3日前に母親が亡くなってしまい、母の再婚相手である義父に見切りを付けた中学生の兄・すぐ夫と小学生の弟・いく夫が家出して東京へ向かい、そこで出会ったイトキンこと伊藤茂やカズこと進藤カズキ、吉田あや子と共に暮らす居候生活を描いている。
前作の行け!稲中卓球部と同様基本的にはギャグ漫画でギャグのキレも稲中から更に上がっており、全体でなんとなく話が繋がっていたりちょっと生活に根ざした部分もある。
一方で「人生って何?」というテーマが根底にあり、時に面白おかしく、時に真面目にその問いに答えようとしたり、家庭崩壊や家出、毒親、同性愛者、近親相姦、売春、自殺などが何気なく登場するシリアスな一面もあるのが特徴。

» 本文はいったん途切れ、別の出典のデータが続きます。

PR #872, opened 2026-06-11
feat: precision-driven quantization (FP16, RTN int4, static QDQ) via --precision flag

### LINKED ISSUE #867: feat: add --enable-fp16-conversion to winml optimize and --precision to winml build/export
## Problem

There is no official `winml` CLI path to produce an FP16 ONNX model. This blocks the `autoconfig` skill from testing FP16 as an optimization hypothesis for QNN GPU and DML targets via a reproducible CLI path.

### Unified `--precision` flag on `winml build` and `winml export`

`--precision` already exists on `winml perf`, `winml eval`, `winml config` — `build` and `export` should be consistent:

```bash
winml build  -m facebook/convnext-tiny-224 --device gpu --precision fp16 -o out/
winml export -m facebook/convnext-tiny-224 -o model.onnx --precision fp16
```

`winml build --precision fp16` should choose the implementation path based on model source:
- **HuggingFace source** → export-time (`torch_dtype=float16` when loading PyTorch model) — cleanest, native FP16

後のヒミズやシガテラ、わにとかげぎすに通ずるものがある。
登場人物
- 先坂すぐ夫
14歳。物語冒頭で母親が亡くなったことをきっかけにいく夫と家出し、あてもなく東京に出てきた(その際の所持金はわずか20円)。
性格は尊大な自信家でいく夫から「プライドだけで生きている」と言われるほどプライドが高い。野球が好きでグローブに一度も手を通すことなくプロになることを夢見ており、希望の枠はDH。
何かと偉そうな発言や上から目線が目立つが実際はこの年頃特有の根拠のない全能感によるところが大きく、これといった特技や秀でたものはない。プロを目指している割りに野球の実力もからっきしでイトキンのハエが飛ぶほどのヘロヘロボールに三振を取られ、周りから満場一致で『才能無し』に手を挙げられるほど下手くそ。
ただし全く何もないわけではなく、打撃に関してはプロから羨ましがられるほどの才能があり、商店街同士の草野球大会では完全なまぐれとはいえ特大のホームランを打っている。
他にも女子レスラーと喧嘩して勝つ中学生離れした腕っぷしを持ち、人を気絶させるツボを心得ているのか一発で人を気絶させるシーンが数回あった。
過去の様々なトラウマから女性、ひいては人間不信の気があり、普段の自信家な態度とは裏腹に「人は絶対裏切る」と溢す繊細さも持つ。
- 先坂いく夫
すぐ夫の弟で小学三年生。兄とは真逆に真面目で礼儀正しく、至って常識人。
すぐ夫の言動に振り回されがちで呆れたり不満に思うこともあるが、なんだかんだ兄のことが大好きな良い子。
その性格故に作中でも一二を争うツッコミ役で意図的にボケることはほとんど無い。
- 伊藤茂
通称イトキン。先坂兄弟が東京に来て最初に出会った少年。
児童養護施設で育てられた孤児で脱走した現在は窃盗や盗んだ物を売り捌くことで生活しており、アパートの空いている一室に勝手に住んでいる。
その身の上故か自分の正確な年齢が分からないらしく、自己紹介の際に「多分14歳」と語っている。
辮髪に背中と肩に入った刺青がトレードマークで人相が悪いこともあり、いかにもチンピラに見えるが外見に反して喧嘩や腕っぷしはかなり弱く、性格も口が達者な小心者でビビり。
未成年だがシンナー中毒者で喫煙もしており、吉田家に居候するようになった後も窃盗や喫煙は度々している。